Hal tersebut sangat mungkin terjadi karena dua anak dan satu menantu Jokowi memang telah lebih dahulu hengkang dan bergabung dengan Koalisi Indonesia Maju besutan Prabowo Subianto.
Selain itu, sebagian besar relawan-relawan Jokowi juga telah memberikan dukungannya kepada pasangan capres dan cawapres Prabowo-Gibran.
Berlabuhnya relawan-relawan Jokowi kepada pasangan capres-cawapres Prabowo - Gibran ini (tentunya seperti juga halnya sikap politik yang diambil oleh anak-anak Jokowi) sangat tidak mungkin jika tanpa izin dan arahan dari Jokowi sendiri.

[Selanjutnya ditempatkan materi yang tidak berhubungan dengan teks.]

PR #2725, opened 2026-07-29
fix[next]: add missing side condition to EtaReduction

havogt:
`EtaReduction` can turn a well-formed expression into one with a free (escaped)
symbol, which `gt4py.eve`'s symbol-reference validator then rejects with
`EveValueError: Symbols {...} not found.`


havogt:
or https://github.com/GridTools/gt4py/pull/2729?

havogt:
deleted the passes in #2729

PR #2727, opened 2026-07-29
fix[next]: validate rhs in comparison type synthesizer

havogt:
In synthesize_binary_math_comparison_builtins the assertion iterates over (lhs, rhs) but tests lhs in the body, so the right operand is never validated. As a result comparisons such as scalar < FieldType, scalar < DomainType and scalar < TupleType are accepted and typed as bool instead of being rejected. The fix tests arg instead of lhs.

### DIFF
--- a/tests/next_tests/unit_tests/iterator_tests/test_type_inference.py
+++ b/tests/next_tests/unit_tests/iterator_tests/test_type_inference.py
@@ -89,6 +89,8 @@ def expression_test_cases():
         (im.call("power")(2.0, 2), float64_type),
         (im.plus(1, 2), int_type),
         (im.eq(1, 2), bool_type),
+        (im.less(im.ref("a", int_type), im.axis_literal(IDim)), ts.DomainType(dims=[IDim])),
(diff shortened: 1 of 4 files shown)


tests/next_tests/unit_tests/iterator_tests/test_type_inference.py
```diff
@@ -89,6 +89,8 @@ def expression_test_cases():
         (im.call("power")(2.0, 2), float64_type),
         (im.plus(1, 2), int_type),
         (im.eq(1, 2), bool_type),
+        (im.less(im.ref("a", int_type), im.axis_literal(IDim)), ts.DomainType(dims=[IDim])),
+        (im.less(im.axis_literal(IDim), im.ref("a", int_type)), ts.DomainType(dims=[IDim])),
```
havogt, line 93: these cases are added because the original question was is IDim < JDim a valid case in gtir and then noticed that this is not covered.

tehrengruber (approved):

PR #2730, opened 2026-07-29
refactor[next]: carry the connectivity name in `OffsetType`

havogt:
## Description

The unstructured shift lowering took the ITIR offset tag from the source-level identifier (`foast.Name.id`, and after #2724 also `foast.Attribute.attr`), so `field(Off)` had to pattern-match the FOAST node shape, and resolved to the wrong tag whenever the identifier was not the connectivity name:

```python
from next_tests.integration_tests.cases import V2E as RenamedV2E

@gtx.field_operator
def testee(a: cases.EField) -> cases.VField:
    return neighbor_sum(a(RenamedV2E), axis=V2EDim)
```

```
embedded: [1 3]
gtfn:     KeyError: "Offset 'RenamedV2E' not found in offset provider."
```

Embedded resolves through `FieldOffset.value` (`fbuiltins.py:485-488`) and was unaffected, so the two execution paths disagreed. This dates back to the first FOAST shift lowering (#625, 2022-01-26) and became observable when embedded remap landed (#1309).

## Change

`ts.OffsetType` gains `name`, set from `FieldOffset.value` in `__gt_type__`. Both shift arms in `_visit_shift` now match on the type rather than the node shape — mirroring the Cartesian arm, which already reads the `Dimension` out of `ts.DimensionType`. The `foast.Attribute` special case from #2724 is dropped; it is subsumed.

`name` is `None` for the `Dim + idx` offsets synthesized in `_deduce_binop_type`. Those are Cartesian, resolved from `source`/`target` alone, and never looked up in the offset provider. `FieldOffset.__gt_type__` always sets it, so Cartesian *`FieldOffset`s* keep a name and the `field(Off[idx])` arm is unaffected.

The `field(Off)` arm moved below the `as_offset` arm: `as_offset(...)` propagates its argument's `OffsetType`, so it would otherwise be caught by the now type-driven pattern. (It also has a single target, so the `target=[_, _]` guard would reject it — the move makes the ordering intentional rather than incidental.)

This is a step toward the `# TODO(havogt): replace by ConnectivityType` already on `OffsetType`, not the whole thing — I did not add an ADR since it does not change the public API shape.

## Not addressed

A separate name coupling is still live in the backends: a sparse field's LOCAL dimension is looked up in the offset provider by its `value`, so the local dimension must be named exactly like its offset.

- `codegens/gtfn/gtfn_module.py:93-96` — `dim_name = dim.value` → `common.get_offset_type(offset_provider_type, dim_name)`
- `runners/dace/lowering/gtir_to_sdfg.py:553` — raises `ValueError("The provided local dimension … does not match any offset provider type.")`
- `runners/dace/lowering/gtir_dataflow.py:733`

That is the direction of `common.py:977-979` (`TODO(havogt): refactor towards encoding this information in the local dimensions of the ConnectivityType.domain`) and is untouched here.

## Tests

Added to `test_import_from_mod.py`, across the backend matrix:

- `test_import_renamed_offset_unstructured_shift` — `neighbor_sum(a(RenamedV2E), axis=V2EDim)`
- `test_import_renamed_offset_sparse_shift` — `a(RenamedE2V[0])`, covering the `field(Off[idx])` arm

Both fail on #2724 and pass here.

Local runs (full backend matrix incl. GPU, `mypy src/` and `pre-commit` clean):

- `tests/next_tests/unit_tests` — 2151 passed, 9 skipped, 15 xfailed
- `tests/next_tests/integration_tests` — 5316 passed, 197 skipped, 22 deselected, 612 xfailed

The 22 deselected are `test_orchestration.py::test_sdfgConvertible_connectivities[*-dace.run_dace_gpu]` and its module siblings: that test fails identically with and without this change on my machine (`TypeError: Illegal copy! (from gt_conn_E2V to tlet_0_deref)`), verified by stashing and re-running on the base commit. Pre-existing, unrelated.

## Requirements


egparedes:
Close in favor of #2898

PR #2732, opened 2026-07-29
feat[next]: register JaxArrayField as a JAX pytree node

havogt:
Flatten a JaxArrayField into its backing array (traced child) plus its domain (static aux data), so gt4py fields can be passed to and returned from jax.jit-ed functions outside of field operators.

### DIFF
--- a/src/gt4py/next/embedded/nd_array_field.py
+++ b/src/gt4py/next/embedded/nd_array_field.py
@@ -1090,6 +1090,22 @@ if jnp:
     common._field.register(jnp.ndarray, JaxArrayField.from_array)
     common._connectivity.register(jnp.ndarray, JaxArrayConnectivityField.from_array)
 
+    def _flatten_jax_field(
+        field: JaxArrayField,
+    ) -> tuple[tuple[core_defs.NDArrayObject], common.Domain]:
+        return (field.ndarray,), field.domain
+
+    def _unflatten_jax_field(
+        domain: common.Domain, children: tuple[core_defs.NDArrayObject]
+    ) -> JaxArrayField:
+        return JaxArrayField(domain, children[0])  # type: ignore[abstract] # mypy does not see '__gt_builtin_func__' as implemented by 'FieldBuiltinFuncRegistry'
+
+    jax.tree_util.register_pytree_node(
+        JaxArrayField,  # type: ignore[type-abstract, unused-ignore] # only reported when 'jax' is installed, see '_unflatten_jax_field'
+        _flatten_jax_field,
+        _unflatten_jax_field,
+    )
+
 
 def _broadcast(field: common.Field, new_dimensions: Sequence[common.Dimension]) -> common.Field:
     if field.domain.dims == new_dimensions:
--- a/tests/next_tests/unit_tests/embedded_tests/test_nd_array_field.py
+++ b/tests/next_tests/unit_tests/embedded_tests/test_nd_array_field.py
@@ -1758,3 +1758,44 @@ def test_concat(fields_data, dim, expected_data, expect_error):
 
         assert result.domain == expected_domain
         np.testing.assert_allclose(result.asnumpy(), expected_array)
+
+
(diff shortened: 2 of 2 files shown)


tests/next_tests/unit_tests/embedded_tests/test_nd_array_field.py
```diff
@@ -1758,3 +1758,44 @@ def test_concat(fields_data, dim, expected_data, expect_error):
...
+    traced_domains = []
+
+    @jax.jit
+    def identity(f):
+        traced_domains.append(f.domain)
+        return f
+
+    result = identity(field)
+
+    assert traced_domains == [domain]  # the domain is static metadata, not a traced value
```
havogt: What are we actually testing here?

havogt: Not much, honestly — replaced in 2d1173e87.

The assertion escaped the trace through a side-effecting list append, so it only held because `identity` was called exactly once; `jax.jit` caches by pytree structure and shape/dtype, so a second call or a parametrization would have left `traced_domains` stale and the failure would have been baffling. Beyond that it mostly duplicated `test_jax_jit_field_arguments`.

It now flattens and unflattens directly, and asserts the three things the registration is actually promising:

- the single child is the backing array, not the field itself (an unregistered type flattens to one leaf too, so `len(children) == 1` alone does not discriminate — this was the accidental part of the old test)
- the domain survives `tree_unflatten`
- a differing domain yields a differing `treedef`, which is what makes the domain static and forces a retrace rather than letting a field come back silently mislabelled

Checked that it fails without the registration:

```
>       assert children[0] is field.ndarray
E       AssertionError: assert JaxArrayField(...) is Array([[1., 1., 1.], [1., 1., 1.]], dtype=float64)
```

src/gt4py/next/embedded/nd_array_field.py
```diff
@@ -1090,6 +1090,22 @@ class JaxArrayConnectivityField(NdArrayConnectivityField):
...
 
+    def _flatten_jax_field(
+        field: JaxArrayField,
+    ) -> tuple[tuple[core_defs.NDArrayObject], common.Domain]:
+        return (field.ndarray,), field.domain
+
+    def _unflatten_jax_field(
+        domain: common.Domain, children: tuple[core_defs.NDArrayObject]
+    ) -> JaxArrayField:
+        return JaxArrayField(domain, children[0])  # type: ignore[abstract] # mypy does not see '__gt_builtin_func__' as implemented by 'FieldBuiltinFuncRegistry'
```
egparedes, line 1101: Just for my own understanding:  shouldn't this distinguish between `JaxArrayField` and `JaxArrayConnectivityField`?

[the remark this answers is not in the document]
havogt: Deliberate — routing through `from_array` would break more than it fixes.

JAX calls `unflatten` with things that are not arrays. Measured on this exact registration: `object()` sentinels and `None` (vmap, jacfwd), `ShapeDtypeStruct` (eval_shape), plus four tracer types. `from_array` rejects all of those, so `eval_shape` / `vmap` / `jacfwd` would start raising.

For the shape-preserving transforms (`jit`, `grad`, `lax.scan`) there is nothing left to validate: the domain is static aux data, resolved at trace time and baked into the very slice constants that produced the array. The mismatch you describe is reachable only under shape-*changing* transforms, which cannot work with a static domain regardless — validating here would turn "silently wrong" into "raises", not into "works".

havogt: I looked a bit into it, but it's slightly more complicated to the the premap working (that's what we expected). Just registering will not make it work. Let's talk about it. I'd leave it for a separate PR, this will already allow jiting cartesian problems.

egparedes (approved):
After discussing offline, this looks good to me as a first step. There are more things to do for connectivities, but we'll do them in different PRs.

Disinyalir kepentingan politik Pilpres 2024 lah yang kemudian membuat keluarga Jokowi lebih memilih untuk meninggalkan PDI-P, partai yang selama ini telah membesarkan dan lekat dengan nama keluarga Jokowi.
Kesimpulan
Sepertinya adagium politik yang mengatakan bahwa, Â "tidak ada yang abadi dalam politik yang ada adalah kepentingan yang abadi" memanglah nyata dan benar adanya jika dikaitkan dengan hubungan antara Jokowi dan PDI-P saat ini.
Adagium diatas menyiratkan bahwa dalam politik yang menjadi tujuan utamanya adalah kepentingan, bukan kepercayaan apalagi kesetiaan.

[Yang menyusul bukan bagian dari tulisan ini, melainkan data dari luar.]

PR #2719, opened 2026-07-24
feat[next-dace]: Support external memory for transient arrays

edopao:
This pull request introduces a new "external workspace" memory mode for DaCe transients in the `gt4py.next` DaCe backend, allowing users to provide their own workspace buffers and thereby avoid per-call GPU memory allocation overhead. The change is documented in a new ADR and is implemented by extending the transient memory mode enum, updating backend and compilation workflows, and making the memory management API more flexible and explicit. The pull request also cleans up and unifies transient memory handling throughout the codebase.

The most important changes are:

**External Workspace Memory Mode (EXTERNAL) Implementation:**
* Introduced a new `TransientMemoryMode` enum with an `EXTERNAL` option, allowing users to supply their own workspace buffers for DaCe transients. This is documented in a detailed ADR (`docs/development/ADRs/next/0027-External_Workspace_Memory.md`) and referenced in the ADR index. [[1]](diffhunk://#diff-a6ad8c8541d8f8d6aa0f3fb050c209f047fc5e4007263aee59afc9a978debf15R1-R171) [[2]](diffhunk://#diff-f082dca95a0995ab2ef5db5d9bf6f9a89e70ddf74bf02640ab84656407f17cf5R51) [[3]](diffhunk://#diff-ddbc0e8ab1d5b89929dfbd12477936ae3acad531911fa9afb125066b6fe74706R114-R147)
[...]

PR #2733, opened 2026-07-29
fix[next]: stop KeyError from masking compiled-program failures

havogt:
When a compiled program cannot be obtained, the traceback leads with a KeyError on the dispatch
dict, even though the actual cause is something else. 

The reason is that `CompiledProgramsPool.__call__` did all cache-miss handling inside the
except KeyError handler of the dispatch lookup, so everything raised there was chained to the
KeyError.

The dispatch lookup now uses compiled_programs.get(key) and an is-None check, so a miss raises
nothing and there is no exception context left to chain to. The miss branch itself is unchanged.
A new _load_artifact wraps load failures as
`<SomeError> from <cause>`, so `<SomeError>` is
what the reader sees. Worker exceptions from `future.result()` are deliberately not wrapped and
propagate as themselves.

### DIFF
--- a/src/gt4py/next/otf/compiled_program.py
+++ b/src/gt4py/next/otf/compiled_program.py
@@ -598,6 +598,9 @@ class CompiledProgramsPool(Generic[ffront_stages.DSLDefinitionT]):
 
         artifact_future = self._compilation_jobs.pop(key)
         assert key not in self.compiled_programs
+        # A failing 'result()' keeps the future alive through its traceback, so the
+        # weak entry would survive until the next GC pass and be reported twice.
+        _ongoing_compilations.pop(artifact_future, None)
         self.compiled_programs[key] = self._load_artifact(artifact_future)
         return True
 
--- a/src/gt4py/next/otf/compiled_program.py
+++ b/src/gt4py/next/otf/compiled_program.py
@@ -432,10 +432,10 @@ class CompiledProgramsPool(Generic[ffront_stages.DSLDefinitionT]):
             arg_specialization_key,
         )
 
-        try:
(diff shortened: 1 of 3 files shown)


src/gt4py/next/otf/compiled_program.py
```diff
@@ -427,10 +427,12 @@ def __call__(
             arg_specialization_key,
         )
 
-        try:
-            compiled_program = self.compiled_programs[key]
+        # Note: a plain lookup, without a `KeyError` handler: everything raised while such a
+        # handler is active gets chained to it, and the dispatch miss with its opaque key then
+        # dominates the traceback and hides the actual failure.
```
egparedes: I find this comment too verbose at least, and maybe completely unnecessary.

egparedes (commented):
LGTM, I can approve as soon as it not longer in draft state.

src/gt4py/next/otf/compiled_program.py
havogt: Trimmed to one line:

```python
# Note: no `KeyError` handler, as anything raised inside one gets chained to it.
compiled_program = self.compiled_programs.get(key)
```

I'd keep that much rather than nothing — without it the natural "optimization" is back to `d[key]` + `except KeyError`, which is exactly what this PR undoes, and the reason isn't visible from the code.

Also rebased onto current `main`, which conflicted for real: #2719 moved the load path to `self.backend.load_artifact(artifact)`, so `_load_artifact` now goes through that seam instead of calling `artifact.load()` directly.

egparedes (approved):
LGTM

PR #2734, opened 2026-07-29
feat[next]: name program and static args in "no program compiled" error

havogt:
Before:

    RuntimeError: No program compiled for this set of static arguments.

After:

    RuntimeError: No program compiled for this set of static arguments of 'prog': cond=False.
    Note that a variant is also selected by the identity of the 'offset_provider' entries and,
    for generic programs, by the argument types.

Neither the program nor the offending arguments were named, and the offset provider taking part
in the selection was not mentioned at all, which is the other common cause of an unexpected miss.

### DIFF
--- a/src/gt4py/next/otf/compiled_program.py
+++ b/src/gt4py/next/otf/compiled_program.py
@@ -458,10 +458,30 @@ class CompiledProgramsPool(Generic[ffront_stages.DSLDefinitionT]):
                 )  # passing `enable_jit=False` because a cache miss should be a hard-error in this call
 
             else:
-                raise RuntimeError("No program compiled for this set of static arguments.")
+                raise RuntimeError(
+                    f"No program compiled for this set of static arguments of "
+                    f"'{self.definition.__name__}'{self._describe_argument_descriptors(key[0])}."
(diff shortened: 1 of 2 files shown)


src/gt4py/next/otf/compiled_program.py
```diff
@@ -456,11 +456,31 @@ def __call__(
...
+                    " Note that a variant is also selected by the identity of the"
+                    " 'offset_provider' entries and, for generic programs, by the argument types."
+                )
 
         with compiled_program_call_context(self, key, args, kwargs, offset_provider):
             compiled_program(*args, **kwargs, offset_provider=offset_provider)
 
+    def _describe_argument_descriptors(self, descriptor_values: tuple[Hashable, ...]) -> str:
+        # Note: not `zip(..., strict=True)`: this runs while building an error message, so a
+        # mismatch must degrade to a shorter description instead of replacing the error.
```
egparedes: I don't get the reference to `zip` here. Make the comment shorter and mention only the existing code.

egparedes (approved):
LGTM, just a minor nitpick.

PR #1179, opened 2022-11-27
chore(examples): working practical cloud-platform notebook examples

rivanfebrian123:
The current Google Colab and Binder notebook examples don't work quiet well. Therefore, I add some working examples for those. BTW, there is no need to restart kernel whatsoever.


fabclmnt:
@rivanfebrian123 thank for contributing! 
Can you please change your PR request to `dev` branch instead of master?

fabclmnt (changes requested):
Instead of creating new notebooks for cloud specifically, may I suggest to update the existing notebooks to run both locally and in Google Colab?

rivanfebrian123:
Would you mind if I exclude `profile.to_widgets()` from the notebooks as it return `TypeError: type of the return value must be pandas_profiling.report.presentation.core.renderable.Renderable; got ipywidgets.widgets.widget_box.VBox instead` on both Google Colab and Binder?

I mean, If we have separated the notebook files, localhost users can take advantage of `profile.to_widgets()` where they can't do that on online platforms.

fabclmnt:
> Would you mind if I exclude `profile.to_widgets()` from the notebooks as it return `TypeError: type of the return value must be pandas_profiling.report.presentation.core.renderable.Renderable; got ipywidgets.widgets.widget_box.VBox instead` on both Google Colab and Binder?
> 
> I mean, If we have separated the notebook files, localhost users can take advantage of `profile.to_widgets()` where they can't do that on online platforms.

Hi @rivanfebrian123 Got your point! 
Let's keep them separately as per your initial suggestion  :)

smith-kyle:
For PRs like this where you're making changes to Jupyter Notebooks, if you want the same code review experience as other GitHub file types you can use [GitNotebooks](https://gitnotebooks.com/)

image
 
It's free! (I'm the solo dev, looking for early users)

Dengan kata lain yang menjadi alasan dan landasan utama dari sebuah kerjasama politik (baca : koalisi) adalah adanya sebuah kesamaan kepentingan, tak peduli seberapa besar perbedaan yang ada diantara kekuatan - kekuatan politik yang saling bekerjasama tersebut.
Jika adagium diatas dikaitkan dengan hubungan antara Jokowi dan PDI-P maka kita akan menemukan benang merah diantara keduanya.

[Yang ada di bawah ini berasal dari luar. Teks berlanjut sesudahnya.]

PR #1180, opened 2022-11-28
 feat: detect timeseries dataset automatically

rivanfebrian123:
**Motivation:**
When I first know this library, I didn't know if it has timeseries mode. I was absolutely beginner in data science.

With this PR, I hope it can give practical output for newcomers, as they might don't know the difference between timeseries dataset and the regular ones.

**Replies for previous PR:**

> The automation will return too many false positives, which is not ideal. Please only activate the evaluation in case it is specifically requested by the user to generate a time-series report.

Thanks for noticing it. `dateutils.parser.parse` indeed matches broad types of string which is prone to false positivity. That's why I changed it to a more visible regex that matches only common datetime formats.

Regarding to false positivity, I already checked it in my notebook: https://colab.research.google.com/drive/1jCQFblAoNWtY2Zp26kwzdGzYvwlr1Mta?usp=sharing

There you can see that the only timeseries dataset is "BABA.csv". You can also try some other timeseries and regular datasets there.

> `tsmode` should not be an optional input. Please keep it as False. This was a requirement when the feature was implemented.

I think it should be fine as we can't always assume that a dataset is non timeseries and the feature is relatively new.

### DIFF
--- a/.github/semantic.yml
+++ b/.github/semantic.yml
@@ -1,0 +1,1 @@
+titleAndCommits: true
--- a/.github/workflows/merge-master.yml
+++ b/.github/workflows/merge-master.yml
@@ -40,7 +40,9 @@ jobs:
       id: version
       run: echo "::set-output name=value::${{ steps.semantic.outputs.new_release_version }}.rc${{ steps.build_number.outputs.value }}"
 
+
   docs-changelog:
+    if: needs.prepare.outputs.new_release == 'true'
     name: Update changelog on docs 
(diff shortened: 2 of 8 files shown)


fabclmnt:
@rivanfebrian123 as I've mentioned in the last PR, I understand the motivation behind it, but the proposed solution won't solve the issue. 

Time-series datasets many times have no DateTime involved. Can you please open and issue instead and discuss the solution prior the implementation, that way we can align best.

PR #1195, opened 2022-12-05
fix: do no raise exception for percentage formatter

aquemy:
A percentage might be higher than 100% when it expresses a ratio for instance.
We should not control this behavior at the formatter level.


aquemy:
The issue happened when the two datasets are not the same size. In particular, when the first one is larger.
The root of the problem is that the frequency table then uses the number of rows of the first report for the second report which is correct.

All the other information are properly displayed and uses the size of their respective dataset:
image

fabclmnt (approved):
Nice catch! 🚀 all looking good

PR #1200, opened 2022-12-06
fix: compare report warnings always showing the last alert type

ricardodcpereira:
The initialization of the dictionary used to save the alerts was reusing the same list for every alert type. Since this was a shared reference, the code was updating the same list for all alert types (therefore only keeping the last alert type). The issue is solved (see the image below). All unit tests passed.

Screenshot from 2022-12-06 14-56-23


aquemy (approved):
Damn, nice catch! :champagne:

Pada pilpres 2024 kepentingan politik Jokowi dan PDI-P jelas sudah berbeda alias sudah tidak sejalan lagi. Itulah mengapa akan sulit bagi Jokowi dan PDI-P untuk berada dalam satu ikatan koalisi kembali pada pilpres 2024 nanti, meskipun dalam dua pemilu sebelumnya Jokowi dan PDI-P terlihat sangat kompak dan mesra.
Di pilpres 2024 Jokowi berkepentingan untuk melanggengkan trah kekuasaannya kepada anak-anak nya. Sebagian orang menyebut kepentingan politik Jokowi ini dengan istilah 'politik dinasti'.